Grey Ranks is a GM-less game about child soldiers in the Warsaw Uprising of 1944. The game uses narrativist design to evoke the horrors of war. It was published in 2007 and won the 2008 Diana Jones award. Grey Ranks has been published in Italian and Polish.

===Fiasco===

Fiasco is a GM-less game for 3-5 players about a heist gone wrong. Its focus is on crooks with poor impulse control, inspired by movies such as Fargo. According to the Diana Jones Award committee, this game achieves a "dream" in roleplaying design: a satisfying storytelling experience played in a few hours with practically no preparation. Unlike his previous Grey Ranks, Fiasco is readily playable in a variety of settings. It was published in 2009 and won the 2011 Diana Jones award. Fiasco has been published in Italian, French, Spanish, Portuguese, Russian, Korean, and German.

===Durance===

Durance is a GM-less game for 3-5 players and designed to be played in the spirit of The Prisoner. It was entered into Game Chef in 2011, and published via Kickstarter in 2012. Durance has been published in Russian.

===The Climb===

The Climb is a game for six players about ascending a virgin peak in the Himalayas, and comes with a 91-minute soundtrack. It was published in 2013.

===Night Witches===
Night Witches is a game using the Powered by the Apocalypse engine about Soviet Airwomen in the 588th Night Bomber Regiment. Night Witches unites contemporary gender issues with World War II drama. It was successfully funded on Kickstarter in 2014 and delivered in early 2015.

=== Soul-Grinding Adventures in Top-Secret Science ===
Soul Grinding Adventures in Top-Secret Science is a short tabletop role-playing game published in the 2020 anthology The Ultimate Micro-RPG Book (Simon & Schuster).

===Dungeon Squad===

Dungeon Squad is a simple game is to provide a set of rules suitable for introducing teenagers to role-playing.

=== Desperation ===
Desperation is a boxed set of two survival horror tabletop role-playing games, Dead House and The Isabel. Both games are based on historical circumstances. Desperation won the 2023 IndieCade Tabletop Design Award.

==Writing about games==

Jason Morningstar also writes about role-playing games.
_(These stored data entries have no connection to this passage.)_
PR #193, opened 2021-03-08
Add timestamps to the log_info output.

dlorenc:
Also clean up a few small panics along the way.


lukehinds (approved):
lgtm, just a small conflict to fix

Issue #191, opened 2021-03-07
pubsub/bigquery


dlorenc:
We could make some other types of (UNTRUSTED) feeds available to simplify integrations.

* All entries could get sent to a public pubsub/kafka topic for others to use.
* All entries could get synced to a public bigquery instance for ad-hoc querying/analysis.
* Publish daily/hourly (signed) snapshots and backups of the log to some kind of CDN.

Hayden-IO:
We chatted about this issue today. As more clients are interested in monitoring Rekor, we'll need to figure out how to scale reads for Rekor. One option is read replicas. Pub/sub is another good option.

cc @flxw

Hayden-IO:
This is complete.

PR #197, opened 2021-03-09
Add a second job that watches rekor for new STH entries and publishes

dlorenc:
them to GCS.

We don't always have a new one, and under load there might be "batches" of entries
all integrated into the same STH. This means there is no guaranteed frequency of updates
or even a guarantee that every index will exist.

The values (and timestamps) should be monotonically increasing though.


config/watcher.yaml
```diff
@@ -0,0 +1,40 @@
...
+      containers:
+      - name: rekor-watcher
+        image: ko://github.com/sigstore/rekor/cmd/server
+        command: ["/ko-app/server"]
+        ports:
+        - containerPort: 3000
+        - containerPort: 2112 # metrics
+        args: [
+          "watch",
+          "--rekor_server.address=rekor-server",
```
lukehinds, line 30: Does that not need to be rekor-watcher (the binding hostname)?

dlorenc: Nope! This is how the watcher finds the server. I reused the same flag for consistency, but could also see how that's more confusing...

cmd/server/app/watch.go
```diff
@@ -0,0 +1,182 @@
...
+			if err := uploadToGcs(ctx, bucket, lr); err != nil {
+				log.Logger.Warnf("error uploading result: %s", err)
+				continue
+			}
+			last = lr
+		}
+	},
+}
+
+func init() {
```
font, line 134: There's a duplicate `init` at the bottom of this file.

font (commented):
@dlorenc this is cool! So now we can add others (likely as sub-commands to `watch`) to support https://github.com/sigstore/rekor/issues/191.

font (commented):
@dlorenc Is there any way to add an e2e test so that when we implement others from https://github.com/sigstore/rekor/issues/191 we know we won't have broken GCS?

cmd/server/app/watch.go
dlorenc: Thanks!

dlorenc:
> @dlorenc Is there any way to add an e2e test so that when we implement others from #191 we know we won't have broken GCS?

Yes, really good idea. I need to think through the right layer to mock out GCS at...

dlorenc:
> Yes, really good idea. I need to think through the right layer to mock out GCS at...

All set!

tests/e2e_test.go
```diff
@@ -283,3 +286,28 @@ func TestUploadNoAPIKeyInOutput(t *testing.T) {
 		t.Errorf("CLI output contained API key when it should have squelched it")
 	}
 }
+
+func TestWatch(t *testing.T) {
+
+	td := t.TempDir()
+	cmd := exec.Command("../rekor-server", "watch", "--interval=1s")
```
font: `s|"../rekor-server"|server|`

cmd/server/app/watch.go
```diff
@@ -0,0 +1,188 @@
...
+		}
+
+		pub, err := x509.ParsePKIXPublicKey(block.Bytes)
+		if err != nil {
+			return err
+		}
+
+		verifier := tclient.NewLogVerifier(hasher.DefaultHasher, pub, crypto.SHA256)
+		ctx := context.Background()
+		bucketURL := os.Getenv("REKOR_STH_BUCKET")
```
font: The next function call will catch this, but we may want to consider fatally logging a specific error message if this env var is unset.

font (approved):
@dlorenc Nice!

cmd/server/app/watch.go
dlorenc: Done!

tests/e2e_test.go
dlorenc: I don't think so... We compile it as "rekor-server" above, and the test directory here is set to test/, so we need to go back up one.

font: Oh sorry I should have been more specific! The string replacement was to use the `server` constant var defined below as I assumed that's what you intended and I didn't see the constant used anywhere else.

font (approved):

font (approved):
LGTM. Can we merge this?

PR #221, opened 2021-03-18
Remove gzip processing flow completely from rekor

### LINKED ISSUE #208: Failed to upload an gzipped artifact
Following https://sigstore.dev/get_started/client/, I have the following output
```
$ gpg --armor -u jdoe@example.com --output mysignature.asc --detach-sig myrelease.tar.gz
$ rekor upload --rekor_server http://localhost:3000 --signature mysignature.asc --public-key mypublickey.key --artifact "http://localhost:8000/myrelease.tar.gz"
2021/03/12 07:41:27 error retrieving external entities: openpgp: invalid signature: hash tag doesn't match
```

The reason why `hash tag doesn't match` is that the signature is for the payload `myrelease.tar.gz` not for its decompressed content. However, the rekor cli decompress the content automatically and then do the verification.

bobcallaway:
Issue #208 reported different handling of gzipped content via fetch vs
direct upload to rekor server. The code should be consistent, regardless
of whether content was compressed or not - by always attempting to
verify the signature against the (unmodified) byte stream.

This patch removes the gzip decoding completely from rekor and verifies
the bytes supplied or referenced.

Also fixes issue in E2E tests where sending SIGKILL to watch process
caused message to be printed to stderr, which fails the test when
running on MacOS.

Fixes #208

### DIFF
--- a/pkg/api/index.go
+++ b/pkg/api/index.go
@@ -53,7 +53,7 @@ func SearchIndexHandler(params index.SearchIndexParams) middleware.Responder {
 	}
 	if params.Query.PublicKey != nil {
 		af := pki.NewArtifactFactory(swag.StringValue(params.Query.PublicKey.Format))
-		keyReader, err := util.FileOrURLReadCloser(httpReqCtx, params.Query.PublicKey.URL.String(), params.Query.PublicKey.Content, true)
+		keyReader, err := util.FileOrURLReadCloser(httpReqCtx, params.Query.PublicKey.URL.String(), params.Query.PublicKey.Content)
 		if err != nil {
 			return handleRekorAPIError(params, http.StatusBadRequest, err, malformedPublicKey)
 		}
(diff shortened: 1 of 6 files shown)


dlorenc:
I'm fine removing this and I agree with it, but the reason we added it was because linux kernel releases are signed before zipping. They're zipped in a few ways, but the only the tar is signed.

bobcallaway:
@dlorenc is that worth adding in some retry logic such that if we detect a gzip content type we retry if the SHA or signature validation fails with the compressed content, we try again with the uncompressed content?

dlorenc:
> @dlorenc is that worth adding in some retry logic such that if we detect a gzip content type we retry if the SHA or signature validation fails with the compressed content, we try again with the uncompressed content?

IMO  the server-side simplification here is probably the best long-term thing, and we can handle strangely signed content like the kernel in client-side tooling. I don't really know how common it is though, so we can always revisit if it turns out to be really common.

dlorenc (approved):

dlorenc:
LGTM. Merge when ready!

PR #226, opened 2021-03-19
Return location of existing entry if upload tried

### LINKED ISSUE #222: rekor CLI should print entry URL even in case the entry already exists
Currently it just prints `Entry already exists.`

bobcallaway:
Adds a Location response header when a 409 Conflict error is returned
from the server when a duplicate entry is sent for insertion into the
log. Also changes message printed by CLI to improve usability.

Fixes #222

### DIFF
--- a/pkg/api/error.go
+++ b/pkg/api/error.go
@@ -21,6 +21,7 @@ import (
 	"regexp"
 
 	"github.com/go-openapi/runtime/middleware"
+	"github.com/go-openapi/strfmt"
 	"github.com/mitchellh/mapstructure"
 	"github.com/sigstore/rekor/pkg/generated/models"
 	"github.com/sigstore/rekor/pkg/generated/restapi/operations/entries"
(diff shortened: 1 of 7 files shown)


pkg/api/error.go
```diff
@@ -98,7 +99,19 @@ func handleRekorAPIError(params interface{}, code int, err error, message string
...
 		case http.StatusConflict:
-			return entries.NewCreateLogEntryConflict().WithPayload(errorMsg(message, code))
+			resp := entries.NewCreateLogEntryConflict().WithPayload(errorMsg(message, code))
+			locationFound := false
+			for _, field := range fields {
+				if locationFound {
+					existingURL := field.(strfmt.URI)
+					resp.SetLocation(existingURL)
+					break
+				} else if field.(string) == "entryURL" {
```
dlorenc, line 109: Does this require the fields to be in the right order? Would it be safer to do two passes? one for the url then another for the URI?

lukehinds:
seems like the `u.Location` is missing still (not had a chance to debug, just ran a local test)

image

lukehinds:
woops (hit wrong button, did not meant to close)

bobcallaway:
> seems like the `u.Location` is missing still (not had a chance to debug, just ran a local test)
> 
> image

the patch isn't live against api.rekor.dev so you'll need to try against localhost

lukehinds:
> > seems like the `u.Location` is missing still (not had a chance to debug, just ran a local test)
> > image
> 
> the patch isn't live against api.rekor.dev so you'll need to try against localhost

just realised that (I need more coffee)

pkg/api/error.go
bobcallaway: reviewed with @dlorenc

dlorenc (approved):

PR #509, opened 2021-11-23
Fix fuzz go.sum issue

naveensrinivasan:


dlorenc (approved):

dlorenc:
Doesn't seem to have worked...

naveensrinivasan:
> Doesn't seem to have worked...

It is this go bug which is causing this issue https://github.com/golang/go/issues/44129

naveensrinivasan:
@dlorenc Hopefully this should have fixed the problem. It is a hack until we move to go 1.17.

===Beyond the Game Master===

The article Beyond the Game Master was published in the Solmukohta book of 2012, States of Play: Nordic Larp Around the World. Solmukohta is a conference where designers talk about Nordic Larp, a specific movement of live action role-playing games that originated in Nordic countries. The article Beyond the Game Master discusses various role-playing games without a gamemaster, including Lexicon, Breaking the Ice, Polaris, Archipelago II, Shock: Social Science Fiction, Geiger Counter, Fiasco, Kagematsu, Microscope, and various role-playing poems.

===Visual Design as Metaphor===
The article Visual Design as Metaphor: The Evolution of A Character Sheet talks about the design of the character sheet for Jason Morningstar's game Night Witches.

==Gaming community activities==
Jason Morningstar organized and judged the Golden Cobra competition, publishing 49 new freeform games, many from new authors. Morningstar has been a Special Guest at Lucca Comics & Games and Dragoncon. He was one of the founding members of Camp Nerdly, an annual, family-friendly role-playing game convention at a campground in Virginia.